仕事への行き帰り、車中でオンとオフをゆるやかに切り替える

とにかく、クルマが好きなんです。仕事の行き帰りも自分の運転なので、ほぼ毎日乗るし、長距離でも苦にならない。例えば、現場が遠かったりすると、早朝に家を出て「あと2時間半も目的地に着かなくていいんだ!」って。むしろうれしくなっちゃうくらい。今夏は、家族が夏休みで地方に連泊したので、僕は、その休暇先から出勤してました。6日間で1,100Km走ったりして…。

朝、一人で家を出て、クルマに乗り込んで、エンジンをかけて、走り出す。目的地は撮影現場や、劇場や、稽古場です。そこに向かって近づきながら、意識を仕事のことに集中させていくんです。ゆっくりと、スイッチをオンに入れてるんじゃないかな。

帰るときは、やっぱり、ゆっくりオフへ切り替えていきます。その感覚は、パチッと電気が消えるような、瞬間的なものではなくて。家に着くまでの間に、グラデーションのようにゆるやかに、緊張がほどけてゆく感覚です。それに、運転中は頭の中が整理されますよね。やらなきゃいけないことを思い出したり。一人きりで過ごす時間は少ないから、この行き帰りの時間はとても貴重。クルマの中は、誰にも邪魔されない、僕にとっての隠れ家のような空間です。

舞台の初日や楽日なんか、お酒を飲む予定のときにタクシーで移動すると、いつもの「オンとオフのゆるやかな切り換え」ができない。そんな日はやっぱり、少しリズムが狂うような感じもあるんです。

19歳で免許取得。初めてのロングドライブがデビューのきっかけに

免許を取ったのは、たしか19歳。大学生のときです。僕が家族で初めての「クルマを運転できる人」になって、すぐクルマを買いました。幼馴染が自動車会社に勤めていたので、程度が良くて壊れにくい、お金がかからない中古車を探してもらったんです。

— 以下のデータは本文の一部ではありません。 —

PR #2652, opened 2021-05-18
A better implementation of Offset and Zoom

Old-Salt:
Does not display second controls for shaders already implementing them for offset and/or zoom.
Offset is detected by presence of a 'point2D' input
Zoom is detected by by a 'float' input containing 'zoom' in its name.


keithsw1111:
I dont agree with this change.

While I get the desire to remove unnecessary redundant parameters doing so makes a big assumption about the duplication which I dont think you can know is true ... and I definitely dont want users to need to write shaders for xLights specifically.

While zoom may be the same it is also entirely possible it is different ... in intent or implementation.

As for Point2D assuming this is for offset is an even bigger assumption as it is usually used to represent a mouse in most shaders I have looked at.

The idea to add a generic zoom and offset was a great idea and to the best of my ability i have implemented it in a way which does not require the shader to know about it while also letting a shader that does know about it to access the unaltered values.

If there is a benefit other than removing the redundant parameters or you can help me understand why they truly are always duplicates then I am happy to reconsider.

Old-Salt:
Offset and Zoom are mathematical transformations.  As such, the order of operations is critical.  Applying zoom, then offsetting the result does one thing, while applying an offset and then zooming has a different result.  Another problem with both offset and zoom transformations is the coordinate system's origin.  Most have the origin at the center, but when they don't - look out.  I learned this the hard way.

Add to these other mathematical transformations such as rotation about one or more axes, and mirroring.  Then throw in camera angles, depth of field, and the positioning of light(s) in 3D shaders to quickly make this an unmanageable situation, even if all xLights does is perform two simple hidden transformations at the start.

You are correct in that a point2D is usually used to represent a mouse.  The mouse is available in both the GLSL Sandbox, and Shader Toy implementations of Open GL.  The implementations are different, mouse buttons are available in one but not the other.  The ISF does not recognize the mouse, so it is usually implemented as a point2D by those performing conversions to this standard.  They often just leave the name alone to ease the conversion process.  Note that the mouse is used in the other implementations of Open GL to initiate and/or control a mathematical transformation.

Checking for the presence of point2D, zoom, or scale is the most reliable method that I could come up with to detect a shader that performs transformations.  As I think about it, I'm leaning towards leaving the coordinate system alone for shaders with any of these inputs. 

I'm in complete agreement that adding zoom and offset control to shaders that don't perform any transformations is a good idea.  I think the expectation that someone walk back the transformations xLights imposes to get a shader to work is unreasonable.

keithsw1111:
So your order of operations point is important ... are you saying I got them wrong ... I remember testing it and feeling the order I settled on was best but I am happy to reconsider.

As for your other points then I think you are arguing for my current implementation unless in the default state it isnt doing nothing which was the intent. Ie if the user does not touch the default settings then I expect the shader to render exactly as it did before.

Old-Salt:
No, they're not wrong - for most shaders.  I have encountered several shaders that rely on applying them in the opposite order.  I've also encountered shaders where  an offset or zoom would be inappropriate.

Recently, I've also added rotation to the mix.  That gives me eight possible combinations of transformations to apply, and then I need to decide on the order of operations.  That order of operations makes a huge difference in the final result.

As an example, go to https://editor.isf.video/shaders/609ae9f3df59c70014cdc6b2
This is a shader that has a lot of different action in it.
Check uSegShort - this allows you to select part of the action using the uSegSel slider.  (I like about 0.9)
Use offset to center the area you like best, and zoom as you wish.
Now add a little rotation, notice that the rotation is around  the center of the Talisman
Use the drop down  "Rotate Center' to select 'Viewport,'  now rotation is around your chosen viewpoint.
 
These are two of the possible outcomes from changing the order in which the transformations were applied.  In this case I thought both were useful, so I made the selection available.

With xLights imposing transformations there are three possible outcomes:
1. Shaders with no transformations will have them added, This is a good outcome 90% of the time.
2. Shaders with the same transformations, applied in the same order receive a duplicate set of controls, some labeled differently.
3. Shaders with the xLights' tranformations may require them applied in the opposite order.  They also may include other transformations  where those imposed by xLights must be applied between them.  These shaders may or may not have a duplicated set of controls, and rarely produce the expected results.

Since there is no method for xLights to determine the order in which the transformations should be applied, in my opinion xLights should leave the coordinate systems for any shader using transformations strictly alone.  'point2D' is an almost certain indication that transformations are used in the shader.  The words 'zoom' or 'scale' in an input's name are also very good indicators.  Offset and zoom are by far the most common transformations.  Shaders with other transformations often also use offset and/or zoom transformations.  While not precise, these are the best I can come up with for the xLights detection of  transformations in a shader.  Those creating shaders for xLights, including 'NoXform' or something similar in the name of a float, or color if it needs to be hidden, would be an easy way to indicate that xLights was not to modify the coordinate system.

This combination would cause the least number of problems with the shaders

PR #2675, opened 2021-06-13
Changed text from .xml to .xsq

bcarriveau:
Changed text in line 240 from .xml to .xsq


derwin12:
Thanks Keith .. Bill, Paul and I were going thru the process..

免許を取りたての頃は、とにかく運転したいですよね。そんなタイミングで、親友から吉田拓郎さんのオールナイト野外ライブに誘われた。そいつは拓郎さんの大ファンで、当時はそれが「最後のライブになるんじゃないか」と言われてて、どうしても行きたい!って。1985年の夏、会場は静岡県のつま恋でした。まわりでクルマを持ってるのが僕だけだったから、現地までの交通費を浮かそうって気持ちもあったのかも。

初めてのロングドライブで、出発前からすごく楽しみでした。首都高にも、東名高速にも、初めて乗ったのはそのときです。夜中に地元を出て、明け方に静岡に着いて。夕方からライブを観て、翌朝に終わったらそのまま帰ってくる、という旅。ホテルは取っていたと思うけど、ほとんど休まなかったな。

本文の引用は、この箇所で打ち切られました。